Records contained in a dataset
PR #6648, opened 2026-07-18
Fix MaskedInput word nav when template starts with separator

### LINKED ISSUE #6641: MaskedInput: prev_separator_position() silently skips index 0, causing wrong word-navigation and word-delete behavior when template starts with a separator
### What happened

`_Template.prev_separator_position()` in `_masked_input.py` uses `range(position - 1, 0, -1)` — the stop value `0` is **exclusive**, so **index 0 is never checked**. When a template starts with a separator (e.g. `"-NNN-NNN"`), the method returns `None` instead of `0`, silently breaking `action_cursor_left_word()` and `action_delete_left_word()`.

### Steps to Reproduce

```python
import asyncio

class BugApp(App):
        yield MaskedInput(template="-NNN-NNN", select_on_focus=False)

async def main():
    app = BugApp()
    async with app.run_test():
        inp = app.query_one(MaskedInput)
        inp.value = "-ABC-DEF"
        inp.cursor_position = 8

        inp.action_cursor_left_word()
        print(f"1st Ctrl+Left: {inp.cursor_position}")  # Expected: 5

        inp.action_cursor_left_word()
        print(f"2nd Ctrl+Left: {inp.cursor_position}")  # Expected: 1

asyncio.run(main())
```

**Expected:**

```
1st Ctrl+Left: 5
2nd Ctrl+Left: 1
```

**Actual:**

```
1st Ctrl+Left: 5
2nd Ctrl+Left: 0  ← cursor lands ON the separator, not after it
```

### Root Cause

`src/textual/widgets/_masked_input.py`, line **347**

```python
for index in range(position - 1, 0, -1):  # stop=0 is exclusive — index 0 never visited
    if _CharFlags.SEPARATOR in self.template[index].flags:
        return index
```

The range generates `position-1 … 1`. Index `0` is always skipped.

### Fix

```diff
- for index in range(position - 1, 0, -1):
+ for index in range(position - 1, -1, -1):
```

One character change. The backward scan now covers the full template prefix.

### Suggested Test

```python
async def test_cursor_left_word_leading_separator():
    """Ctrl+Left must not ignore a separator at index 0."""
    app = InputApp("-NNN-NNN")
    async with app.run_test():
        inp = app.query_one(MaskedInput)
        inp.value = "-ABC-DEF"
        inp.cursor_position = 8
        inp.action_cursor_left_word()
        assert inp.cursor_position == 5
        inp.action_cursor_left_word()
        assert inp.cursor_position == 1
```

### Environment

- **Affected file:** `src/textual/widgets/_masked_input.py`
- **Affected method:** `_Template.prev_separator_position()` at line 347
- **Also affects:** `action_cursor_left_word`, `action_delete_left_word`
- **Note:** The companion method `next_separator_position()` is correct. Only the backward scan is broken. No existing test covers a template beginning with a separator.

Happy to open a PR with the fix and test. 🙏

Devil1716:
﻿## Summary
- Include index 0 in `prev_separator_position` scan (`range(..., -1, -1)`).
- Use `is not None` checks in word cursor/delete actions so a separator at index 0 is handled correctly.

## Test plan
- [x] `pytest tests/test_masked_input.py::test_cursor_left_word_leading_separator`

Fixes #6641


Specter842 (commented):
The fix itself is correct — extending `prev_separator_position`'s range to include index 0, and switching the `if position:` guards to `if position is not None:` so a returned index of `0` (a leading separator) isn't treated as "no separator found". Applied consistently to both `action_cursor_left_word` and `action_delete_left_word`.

Problem statement> Go through the lines above and copy any that contain "print".

Expected output>
        print(f"1st Ctrl+Left: {inp.cursor_position}")  # Expected: 5
        print(f"2nd Ctrl+Left: {inp.cursor_position}")  # Expected: 1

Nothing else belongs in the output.